Each pod will have a virtual-reality helmet driven by a Kubota-Pacific 3300 3D workstation with an Alpha AXP CPU and hardware graphics accelerator. These can run the display at 30 frames/s for realistic motion. Game producers will be able to take advantage of the workstation's built-in Ethernet links to write multiplayer games. Presumably linked games would allow dogfights between spaceships, or whatever, with the spaceship of each player appearing in the worlds of all the others. For antiquarians, P51 Mustangs could duel with Zeroes or ME109s. Spads, Sopwith Camels, and Fokker triplanes will have to wait for wind machines to be added.

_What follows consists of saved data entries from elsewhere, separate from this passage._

PR #8419, opened 2018-12-12
PR: Increase width of the ThumbnailScrollBar and add render message

### LINKED ISSUE #8320: Some issues with the Plots plugin
While working on PR #8192, I discovered a couple of problems with the Plots plugin:

1. Miniatures are not shown on Python 2. I went back to the PR where the plugin was introduced and verified that the problem was present from the beginning.

2. The Save and Remove buttons on the miniatures scrollbar are not shown correctly in the dark theme:

    seleccion_003

    @jnsebgosselin, I think you crafted things very well for Fusion but did not considered other themes ;-)

3. By default plots are shown in the IPython console *and* the Plots plugin. I think we should change that and instead:

    1. Print a message in the console the first time, saying that plots are now rendered in the Plots plugin.
    2. This message should also mention how to get the previous behavior.

@jnsebgosselin, could you help us with this one? Thanks!

dalthviz:
## Description of Changes

Improvements discussed for the Plots plugin
- [x] Increase width if the thumbnail scrollbar
imagen

- [x] Make `Mute inline plotting` the default behavior and add message explain it.
imagen

- [x] Fix `test_varexp_magic_dbg` that checks for a plot in the console (and other tests if any with similar checks).
- [x] Fix thumbnail scrollbar in Python 2. 

### Issue(s) Resolved

Fixes #8320 

### Affirmation

### DIFF
--- a/spyder/plugins/plots/widgets/figurebrowser.py
+++ b/spyder/plugins/plots/widgets/figurebrowser.py
@@ -11,6 +11,7 @@ This is the main widget used in the Plots plugin
 """
 
 # ---- Standard library imports
+from __future__ import division
 import os.path as osp
 
 # ---- Third library imports
--- a/spyder/plugins/plots/widgets/figurebrowser.py
+++ b/spyder/plugins/plots/widgets/figurebrowser.py
@@ -456,7 +456,7 @@ class ThumbnailScrollBar(QFrame):
         scrollarea = self.setup_scrollarea()
         up_btn, down_btn = self.setup_arrow_buttons()
 
-        self.setFixedWidth(135)
+        self.setFixedWidth(150)
         layout = QVBoxLayout(self)
         layout.setContentsMargins(0, 0, 0, 0)
         layout.setSpacing(0)
--- a/spyder/app/tests/test_mainwindow.py
+++ b/spyder/app/tests/test_mainwindow.py
@@ -150,6 +150,9 @@ def main_window(request):
     # Tests assume inline backend
     CONF.set('ipython_console', 'pylab/backend', 0)
 
+    # Test assume the plots are rendered in the console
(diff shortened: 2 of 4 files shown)


spyder/plugins/plots/widgets/figurebrowser.py
```diff
@@ -456,7 +456,7 @@ def setup_gui(self):
         scrollarea = self.setup_scrollarea()
         up_btn, down_btn = self.setup_arrow_buttons()
 
-        self.setFixedWidth(135)
+        self.setFixedWidth(150)
```
jnsebgosselin: I would like not to hardcode a value here anymore. I will come back with a solution so that you don't waste time on this.

CAM-Gerlach:
@jnsebgosselin Right, that's not grammatical. Try this:

> Figures now render in the Plots pane by default. To make them also appear inline in the Console, uncheck "Mute Inline Plotting" under ??????

(I don't know an exact description of where the option can be found, since I don't see it in the screenshot. In the options menu of the plots pane? The context menu? The main Spyder preferences?)

jnsebgosselin:
> (I don't know an exact description of where the option can be found, since I don't see it in the screenshot. In the options menu of the plots pane? The context menu? The main Spyder preferences?)

It is in the cog menu of the Plots Plugin.

CAM-Gerlach:
> cog menu

Its apparently now going to become a "hamburger menu" with the new icon, so we'll need to change that everywhere...

spyder/plugins/plots/widgets/figurebrowser.py
jnsebgosselin: Off course, I have no problem with that, please go ahead.

ccordoba12: Ok, thanks!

The workstation used in the pod offers 84 SPECint92 and 100 SPECfp92 performance. It is expandable, with room for up to 20 frame-buffer modules and six transform-engine modules, all of which make graphics performance expand to fit the money available. Thus a deluxe pod could have higher resolution or other features that would command a premium in the arcade.
If applications like this are successful, the hardware in them could become cheaper through volume. Both Mips and Digital stand to benefit, but they also meet almost head on in yet another market. The Mips-Nintendo machine will be less dependent on existing workstation designs and may be cheaper to begin with. On the other hand, the readily expandable Kubota, if it doesn't price itself out of the market immediately, will allow experiments to determine what game players will actually pay for.